Bürgergeld ersetzt seit 2023 das alte Hartz IV. Der Regelsatz für einen Alleinstehenden Erwachsenen beträgt 2026 genau 563 Euro pro Monat. Für Paare zusammen sind es 1.012 Euro (jeweils 506 Euro). Für Kinder gestaffelt nach Alter: 357 Euro (bis 5 Jahre), 390 Euro (6 bis 13 Jahre), 471 Euro (14 bis 17 Jahre).

Plus die Kosten für die Wohnung in angemessener Höhe. Was angemessen ist, regelt jede Kommune selbst. Beispiel Hamm: für eine Person bis 50 Quadratmeter und etwa 380 Euro Kaltmiete. Heizkosten kommen separat dazu.

Wer hat Anspruch?

Anspruch hat, wer erwerbsfähig ist (zwischen 15 und 67), in Deutschland wohnt und seinen Lebensunterhalt nicht aus eigenem Einkommen oder Vermögen decken kann. Vermögen wird angerechnet, aber: Schonvermögen 40.000 Euro pro Person im ersten Jahr, danach 15.000 Euro. Die selbst genutzte Eigentumswohnung wird nicht angerechnet.

Hinzuverdienst-Regelung

Wer Bürgergeld bekommt und arbeitet, darf einen Teil behalten. Die ersten 100 Euro bleiben komplett anrechnungsfrei. Vom Verdienst zwischen 100 und 520 Euro behältst du 20 Prozent. Zwischen 520 und 1.000 Euro behältst du 30 Prozent. Über 1.000 Euro: 10 Prozent. Beispiel: 800 Euro Verdienst bedeuten etwa 268 Euro mehr im Geldbeutel als ohne Arbeit.

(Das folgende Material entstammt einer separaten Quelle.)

PR #10220, opened 2021-11-25
std.mem.indexOfPos should return start_index when needle length is zero

### LINKED ISSUE #10216: std.mem.indexOfPos should return start_index when needle length is zero
### Zig Version

0.9.0-dev.1712+9836f1b2f

### Steps to Reproduce

Search for an empty slice inside another:
```zig
const std = @import("std");
const indexOfPos = std.mem.indexOfPos;

test "should return start index" {
    const index = indexOfPos(u8, "abracadabra", 5, "") orelse unreachable;
    try expect(index == 5); // fails
}
```

### Expected Behavior

I expect an empty slice to be always found exactly at the specified start index.

### Actual Behavior

The `indexOfPos` function always returns `0` if the needle has no length.

fabioarnold:
Closes #10216


andrewrk (approved):
Thanks!

PR #10224, opened 2021-11-26
zig fmt: Fix performance issue with nested arrays

### LINKED ISSUE #10194: `zig fmt` takes exponential time to render nested arrays/tuples with trailing commas
### Zig Version

0.9.0-dev.1678+7747bf07c

### Steps to Reproduce

Run `zig fmt` on this sequence of inputs.

- `const x = .{.{},};`
- `const x = .{.{.{},},};`
- `const x = .{.{.{.{},},},};`

or

- `const x = T{T{},};`
- `const x = T{T{T{},},};`
- `const x = T{T{T{T{},},},};`
- `And so on...`

### Expected Behavior

Formatter goes fast

### Actual Behavior

Each iteration takes twice as long as the previous. It takes about 20 iterations to get to 1 second execution time. Deleting the commas fixes this problem.

chwayne:
Fixes #10194 

Makes changes to `renderArrayInit` within `lib/std/zig/render.zig`. This new code works, except for one minor case I've found (shown below) where it doesn't format code correctly. It just needs a few more tweaks to make it correct.

Specifically, input like this:
```zig
const x = .{
    a,

    // Comment 1
    b, // Comment 2
};
```

should not change, but intstead gets formatted to this:
```zig
const x = .{
    a,
    // Comment 1
    b, // Comment 2
};
```

### DIFF
--- a/lib/std/zig/render.zig
+++ b/lib/std/zig/render.zig
@@ -1747,6 +1747,9 @@ fn renderArrayInit(
         var sub_expr_buffer = std.ArrayList(u8).init(gpa);
         defer sub_expr_buffer.deinit();
 
+        const sub_expr_buffer_starts = try gpa.alloc(usize, section_exprs.len + 1);
+        defer gpa.free(sub_expr_buffer_starts);
+
         var auto_indenting_stream = Ais{
             .indent_delta = indent_delta,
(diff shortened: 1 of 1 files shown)


andrewrk:
Thanks!

PR #10226, opened 2021-11-26
macos: improved SDK detection and linker integration with _mh_execute_header

### LINKED ISSUE #1982: creating dynamic libraries targeting macosx results in unusable .dylib files
* Host: `aarch64-macos.12.0.1`
 * Zig Version: `0.9.0-dev.1759+c9352ef9d`

```zig
const std = @import("std");
export fn base_address() usize {
    return std.process.getBaseAddress();
}
```

```
$ zig build-lib lib.zig -dynamic
error(link): undefined reference to symbol '__mh_execute_header'
error(link):   first referenced in '/Users/andy/tmp/zig-cache/o/e365c75106ca0ae0e6932a78cf567847/lib.o'
error: UndefinedSymbolReference
```

That's the first problem. But let's work around it by adjusting the zig code:

```zig
const std = @import("std");
export fn base_address() usize {
    return 1234;
}
```

```c
#include <stdio.h>

size_t base_address(void);

int main(int argc, char **argv) {
    fprintf(stderr, "base=%zu\n", base_address());
}
```

```
$ cc -o test test.c liblib.dylib
ld: warning: dylib (liblib.dylib) was built for newer macOS version (12.0.1) than being linked (12.0)
$ ./test
dyld[51244]: Library not loaded: @rpath/liblib.dylib
  Referenced from: /Users/andy/tmp/test
  Reason: tried: '/usr/local/lib/liblib.dylib' (no such file), '/usr/lib/liblib.dylib' (no such file)
zsh: abort      ./test
```

Related issue regarding static libraries: #1981

### LINKED ISSUE #10217: (regression) building macOS binary without XCode / Command Line Tools installed fails
### Zig Version

0.9.0-dev.1696+ff9a44a9f

### Steps to Reproduce

1. On a Mac machine without XCode / XCode Command Line Tools installed
2. `zig build` any Zig project without cross-compilation
3. `zig build -D=target=aarch64-macos` with cross-compilation (to the same target as the host)

### Expected Behavior

Both commands should successfully build a macOS binary without XCode / Command Line Tools being installed.

Given that Zig can cross-compile for macOS without those being installed on other targets, I think it is a super nice property to maintain that if you don't have those installed on a mac host that you don't have to install them - specifically because they are multi-GB downloads that can often take a half hour to install.

In prior versions of Zig (several months after 0.8 was released) both commands would succeed without XCode / Command Line Tools being installed. After the introduction of calling `xcrun` in Zig, however, these began to fail. I've been meaning to file this for a while now. @kubkon 

### Actual Behavior

Both commands fail with the following:

```
Zig attempted to find the path to native system libc headers by executing this command:
cc -E -Wp,-v -xc /dev/null
Output:
==========
xcode-select: note: no developer tools were found at '/Applications/Xcode.app', requesting install. Choose an option in the dialog to download the command line developer tools.
```

After running, the `xcrun` dialog box prompting to install XCode pops up. If you dismiss it and re-run the `zig` command multiple times, it eventually succeeds in producing the binary without XCode.

kubkon:
~~If Zig didn't detect native SDK, always use shipped libc headers when targeting macOS.~~

~~Fixes #10217~~

~~cc @slimsag~~

EDIT: Turns out this PR leads naturally to a fix of another long-standing issue, so I've now converged the two, one on top of the other.

Changes / fixes:
* always use Zig shipped libc headers when no native SDK - if Zig didn't detect native SDK, always use shipped libc headers when targeting macOS - fixes #10217 
* extract native SDK path *and* version info, and route that info all the way to the linker so that it can correctly populate `LC_BUILD_VERSION` load command
* fix version info encoded as part of `LC_BUILD_VERSION` load command - Apple strips off patch info from platform and SDK version info - without this, non-Zig tools may complain that the there's a mismatch between OS and platform as reported in #1982 
* define `__mh_execute_header` as a linker synthetic global symbol - fixes #1982 
* EDIT2: add a helper `std.zig.system.darwin.isDarwinSDKInstalled` which checks for the presence of the SDK tooling without triggering the CLT installation popup - I believe this is a much better UX on a bare macOS system

cc @andrewrk @slimsag

### DIFF
--- a/lib/std/zig/system/darwin.zig
+++ b/lib/std/zig/system/darwin.zig
@@ -2,14 +2,15 @@ const std = @import("std");
 const mem = std.mem;
 const Allocator = mem.Allocator;
 const Target = std.Target;
+const Version = std.builtin.Version;
 
 pub const macos = @import("darwin/macos.zig");
 
-/// Detect SDK path on Darwin.
-/// Calls `xcrun --sdk <target_sdk> --show-sdk-path` which result can be used to specify
-/// `--sysroot` of the compiler.
-/// The caller needs to free the resulting path slice.
-pub fn getSDKPath(allocator: *Allocator, target: Target) !?[]u8 {
+/// Detect SDK on Darwin.
+/// Calls `xcrun --sdk <target_sdk> --show-sdk-path` which fetches the path to the SDK sysroot (if any).
+/// Subsequently calls `xcrun --sdk <target_sdk> --show-sdk-version` which fetches version of the SDK.
+/// The caller needs to deinit the resulting struct.
+pub fn getDarwinSDK(allocator: *Allocator, target: Target) !?DarwinSDK {
     const is_simulator_abi = target.abi == .simulator;
     const sdk = switch (target.os.tag) {
         .macos => "macosx",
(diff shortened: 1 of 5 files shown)


andrewrk (approved):
Excellent work! Super sweet fix with _mh_execute_header!

slimsag:
Works beautifully, thanks @kubkon !

PR #10229, opened 2021-11-26
stage2: Upstream zwld (partly) into wasm backend

Luukdegram:
This upstreams a lot of logic from https://github.com/Luukdegram/zwld.
For now, I have chosen a hybrid method of linking, where easy-to-track and small computations are done using incremental style but hard-to-track linking is delayed until `flushModule()`. This has the benefits of having more information available during the linking process, and not having to worry too much about updating all indexes constantly. Besides, this will allow us to merge the remaining parts of zwld (once it gains the missing features), with almost no effort, meaning we will then be able to link both stage1 as well as stage2 code with external object files.

Prior to this PR, we were using a userland implementation of an offset table where we placed it inside wasm's memory. After this PR, we will generate and resolve relocations properly. We now have all the information available to also produce object files from the wasm backend, rather than only executables (once the emitting parts are implemented).

cc @kubkon

### DIFF
--- a/lib/std/wasm.zig
+++ b/lib/std/wasm.zig
@@ -1,4 +1,8 @@
-const testing = @import("std.zig").testing;
+///! Contains all constants and types representing the wasm
+///! binary format, as specified by:
+///! https://webassembly.github.io/spec/core/
+const std = @import("std.zig");
+const testing = std.testing;
 
 // TODO: Add support for multi-byte ops (e.g. table operations)
 
@@ -222,6 +226,18 @@ pub fn valtype(value: Valtype) u8 {
     return @enumToInt(value);
 }
 
+/// Reference types, where the funcref references to a function regardless of its type
+/// and ref references an object from the embedder.
+pub const RefType = enum(u8) {
+    funcref = 0x70,
+    externref = 0x6F,
+};
+
+/// Returns the integer value of a `Reftype`
+pub fn reftype(value: RefType) u8 {
+    return @enumToInt(value);
+}
+
 test "Wasm - valtypes" {
     const _i32 = valtype(.i32);
     const _i64 = valtype(.i64);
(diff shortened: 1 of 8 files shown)


andrewrk:
Nice work!

CI failure is due to compile errors from trying to build the compiler on 32-bit systems. You should be able to reproduce (even in zwld) by throwing a `-Dtarget=arm-linux-musleabihf` on there.

```
+ /workspace/_debug/staging/bin/zig build -Dtarget=arm-linux-musleabihf
./src/link/Wasm.zig:501:32: error: expected type 'usize', found 'u64'
        if (!std.mem.isAligned(initial_memory, page_size)) {
                               ^
./src/link/Wasm.zig:501:32: note: unsigned 32-bit int cannot represent all possible unsigned 64-bit values
        if (!std.mem.isAligned(initial_memory, page_size)) {
                               ^
./src/link/Wasm.zig:584:5: note: referenced here
    try self.setupMemory();
    ^
./src/Compilation.zig:1877:5: note: referenced here
    try self.bin_file.flush(self);
    ^
./src/main.zig:2689:5: note: referenced here
    try comp.update();
    ^
./src/main.zig:2370:35: note: referenced here
                                  ^
```

Luukdegram:
> Nice work!
> 
> The CI failure is due to compile errors from trying to build the compiler on 32-bit systems. You should be able to reproduce (even in zwld) by throwing a `-Dtarget=arm-linux-musleabihf` on there.
> 
> ```
> + /workspace/_debug/staging/bin/zig build -Dtarget=arm-linux-musleabihf
> ./src/link/Wasm.zig:501:32: error: expected type 'usize', found 'u64'
>         if (!std.mem.isAligned(initial_memory, page_size)) {
>                                ^
> ./src/link/Wasm.zig:501:32: note: unsigned 32-bit int cannot represent all possible unsigned 64-bit values
>         if (!std.mem.isAligned(initial_memory, page_size)) {
>                                ^
> ```

Thanks for the pointer on the target. Fixed it in 6e88df4

PR #10233, opened 2021-11-27
Add missing macOS libc headers

### LINKED ISSUE #9395: Some macOS `#include`s fail when cross-compiling using Zig
CoreCLR contains some macOS `#include`s here: https://github.com/dotnet/runtime/blob/57bfe474518ab5b7cfe6bf7424a79ce3af9d6657/src/coreclr/gc/unix/gcenv.unix.cpp#L65-L76

Of these, two fail when building with Zig:

```
fatal error : 'mach/thread_state.h' file not found
fatal error : 'mach/vm_param.h' file not found
```

Replacing them with `mach/machine/...` equivalents seems to work, but this is probably still a bug in Zig.

kubkon:
* mach/thread_state.h
* mach/vm_param.h
* objc/objc-runtime.h

Fixes #9395


kubkon:
@andrewrk if you notice, we keep two copies of `vm_param.h`: one in `x86_64.macos.10-gnu` and one in `any-macos-any`. The only difference between them is change in the year range from 2008 to 2020. I'm wondering if we should do a manual intervention for this one in `fetch-them-macos-headers` to make them the same across all versions. What do you think?

kubkon:
I also should point out that it's not a problem we potentially have two headers with the same name included in the `zig cc` invocation as we always include the cpu and os version-specific include dir first so `x86_64-macos.10 < any-macos`.

andrewrk:
Nah I don't think we need any intervention. Thanks!

Issue #10145, opened 2021-11-14
RmdirZ does not handle all returned syscall errors


Daimanta:
### Remember to search before filing a new report

- [X] I searched for this bug and did not find it in the issue tracker, and furthermore, the title I used above will make this new bug report turn up in the search results for my query.

### Zig Version

0.8.1

### Steps to Reproduce

```
try std.os.rmdirZ(".");
```

### Expected Behavior

An error is returned, something like 'IncorrectDir'

### Actual Behavior

```EINVAL => unreachable,```
is reached which prevents handling of the error.

As a side note, 'EFAULT' is also not handled while the rmdir syscall can return this
_"EFAULT pathname points outside your accessible address space."_

**Comment by leecannon** [comment]
Looks like this issue should have been closed with #10236.

`error.BadPathName` is now returned for the provided code:
```zig
$ zig build run                                                                                                                                                                
error: BadPathName
/home/lee/src/github.com/leecannon/zig/lib/std/os.zig:2565:19: 0x23469f in std.os.rmdirZ (fff)
        .INVAL => return error.BadPathName,
                  ^
/home/lee/src/fff/src/main.zig:6:5: 0x22d225 in main (fff)
    try std.os.rmdirZ(".");
    ^
```

sskras:
Fixed by the [89afd4b](https://github.com/ziglang/zig/commit/89afd4bd33c72c2e608974d182f4624078da3a7f) commit [on Dec 1, 2021](https://github.com/ziglang/zig/pull/10236#event-5695776026) ?

PR #10236, opened 2021-11-28
libstd: handle all rmdirZ syscall errors (#10145)

jfilling:
Both FAULT and INVAL were marked unreachable which prevents handling
of the error at a higher level.

It seems like they should map to BadPathError based on the man page for
rmdir (and an incomplete understanding of DeleteDirError), which says:

```
EFAULT pathname points outside your accessible address space.
EINVAL pathname has .  as last component.
```


daurnimator:
> `EFAULT pathname points outside your accessible address space.`

This is intentionally `unreachable`, it means something has gone terribly wrong in your program and you have an invalid pointer.

jfilling:
I just noticed another bug discussing EINVAL from other syscalls, and realized that EFAULT should remain unreachable for rmdir. Will pull this request and fix if worthwhile.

Stand: Mai 2026 · Geprüft von Dennis Stahlhut
§
Diese Rechnung ist eine ungefähre Schätzung für normale Fälle. Was du wirklich bekommst, entscheidet das Jobcenter. Es prüft Vermögen, Schongrenzen und besondere Wohnformen. Auch Strafen, andere Leistungen wie Wohngeld oder Kinderzuschlag und örtliche Wohnkosten-Grenzen spielen mit. Was du wirklich bekommst, steht im Schreiben deines Jobcenters.

Häufige Fragen

Wer hat überhaupt Anspruch auf Bürgergeld? +
Wer arbeitsfähig und zwischen 15 Jahren und Rentenalter ist. Und sein Leben nicht selbst bezahlen kann. Du musst in Deutschland wohnen und keine andere Leistung wie Krankengeld, ALG I oder BAföG bekommen. Auch dein Partner und Kinder unter 25 werden mitgeprüft.
Was passiert mit meinem Vermögen? +
Im ersten Jahr (§ 12 SGB II) sind 40.000 € pro Person geschützt. Plus 15.000 € pro weiterer Person im Haushalt. Eine selbst genutzte Wohnung oder Haus zählt meist als Schonvermögen, wenn die Größe passt. Nach dem ersten Jahr sinken die Grenzen auf 15.000 € (oder 7.500 € pro Person). Riester-Verträge und manche Lebensversicherungen bleiben oft geschützt.
Wie hoch dürfen meine Wohnkosten sein? +
Das hängt von deiner Stadt ab. Jede Stadt hat eigene Grenzen. Sie richten sich nach Wohnungsgröße (z.B. 50 m² für Single) und dem örtlichen Mietspiegel. In München sind 50 m² oft 850 €, in Chemnitz 380 €. Ist deine Miete höher, willst das Jobcenter einen Umzug oder eine günstigere Wohnung. Meist innerhalb von 6 Monaten.
Wie wirkt sich Erwerbseinkommen aus? +
Die ersten 100 € von deinem Brutto-Lohn sind ganz frei. Bei 500 € verdienst behältst du 100 € plus 80 € (20 % von 400 €) gleich 180 € extra zum Bürgergeld. Bei 1.000 € sind es 100 plus 84 plus 144 gleich 328 €. Arbeit lohnt sich also. Aber ab 1.200 € wird jeder Euro voll abgezogen.
Brauche ich einen Anwalt für den Antrag? +
Für den ersten Antrag nicht. Die Formulare HA1 bis HA8 kannst du selbst ausfüllen. Ein Anwalt hilft, wenn das Jobcenter ablehnt oder kürzt. Dann musst du innerhalb von einem Monat Widerspruch einlegen. Sozialrechts-Anwälte arbeiten meist mit Beratungshilfescheinen (du zahlst nur 15 €) oder Prozesskostenhilfe.